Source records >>

PR #1290, opened 2021-02-11
[PLAT-5980] Ensure inline <script> detection only includes script content when relevant

bengourley:
## Goal

In certain edge cases it is possible for the inline script detection plugin to add `metadata.script.content` when the source of the error is not an inline script.

## Design

~The first problem is that errors without stacktraces were able to get past this line which exits early if the topmost stackframe `file` does not match that of the current page:~

https://github.com/bugsnag/bugsnag-js/blob/a53eaccefe343548ecb925d1f3d8b3aac2a8f6c3/packages/plugin-inline-script-content/inline-script-content.js#L66

~It stands to reason that if we have no stacktrace, we don't know whether the error was from an inline script or not, so attaching the inline script content seems like a bad idea.~

The second problem is that when Bugsnag is loaded _after_ the document `readyState=interactive` event has fired – note this is **not** recommended – it remains in a constant state believing that the document is still loading, and therefore running synchronous inline scripts.

https://github.com/bugsnag/bugsnag-js/blob/a53eaccefe343548ecb925d1f3d8b3aac2a8f6c3/packages/plugin-inline-script-content/inline-script-content.js#L14

When an error happens in this instance (but only when there are no stackframes), it grabs the last `<script>` tag on the page, believing that that is was the cause of the error.

The solution is simply to check the `document.readyState` before deciding whether the DOM content has loaded or not.

---

📢 **Update**: in old IE (8, 9 and 10), sometimes errors that we can get the inline script for don't have a stacktrace. We do this by determining if the document is "ready" – if it's not, and we're handling an error, we can assume it came from inline in the page, in the last script that exists.

Fixing the readyState logic above works for the modern browsers, because `getCurrentScript()` will now alway be `null` when an inline script is not running. However, it broke the use case for old IEs where the page is still loading due to [a bug where "interactive" event fires too early](https://developer.mozilla.org/en-US/docs/Web/API/Document/readyState#browser_compatibility). A special case has been made for those browsers to wait for the "complete" state, which is a reasonable workaround.

---

## Changeset

- Updated the inline script plugin based on the reasoning above.
- Updated unit tests
- Added some end to end tests for inline script hand

## Testing

Tested manually as well as the aforementioned automated tests.

### DIFF
--- a/packages/plugin-inline-script-content/inline-script-content.js
+++ b/packages/plugin-inline-script-content/inline-script-content.js
@@ -11,7 +11,7 @@ module.exports = (doc = document, win = window) => ({
 
     const originalLocation = win.location.href
     let html = ''
-    let DOMContentLoaded = false
+    let DOMContentLoaded = doc.readyState !== 'loading'
     const getHtml = () => doc.documentElement.outerHTML
 
     // get whatever HTML exists at this point in time
@@ -66,7 +66,7 @@ module.exports = (doc = document, win = window) => ({
       if (!frame) return
 
       // if frame.file exists and is not the original location of the page, this can't be an inline script
-      if ((frame.file && frame.file.replace(/#.*$/, '')) !== originalLocation.replace(/#.*$/, '')) return
+      if (frame && (frame.file && frame.file.replace(/#.*$/, '')) !== originalLocation.replace(/#.*$/, '')) return
 
       // grab the last script known to have run
       const currentScript = getCurrentScript()
--- a/packages/plugin-inline-script-content/inline-script-content.js
+++ b/packages/plugin-inline-script-content/inline-script-content.js
@@ -62,8 +62,11 @@ module.exports = (doc = document, win = window) => ({
 
       const frame = event.errors[0].stacktrace[0]
 
+      // if there are no frames, we can't tell whether this is an inline script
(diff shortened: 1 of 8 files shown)


packages/plugin-inline-script-content/inline-script-content.js
```diff
@@ -62,8 +62,11 @@ module.exports = (doc = document, win = window) => ({
 
       const frame = event.errors[0].stacktrace[0]
 
+      // if there are no frames, we can't tell whether this is an inline script
+      if (!frame) return
+
       // if frame.file exists and is not the original location of the page, this can't be an inline script
-      if (frame && frame.file && frame.file.replace(/#.*$/, '') !== originalLocation.replace(/#.*$/, '')) return
+      if (frame && (frame.file && frame.file.replace(/#.*$/, '')) !== originalLocation.replace(/#.*$/, '')) return
```
imjoehaines, line 69: Does this still need the first frame check now?

```suggestion
      if (frame.file && frame.file.replace(/#.*$/, '') !== originalLocation.replace(/#.*$/, '')) return
```

imjoehaines (approved):

imjoehaines (approved):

Assignment >>
Every line in the records above that holds "last" counts once; state the total and nothing else.

Task solution >>
3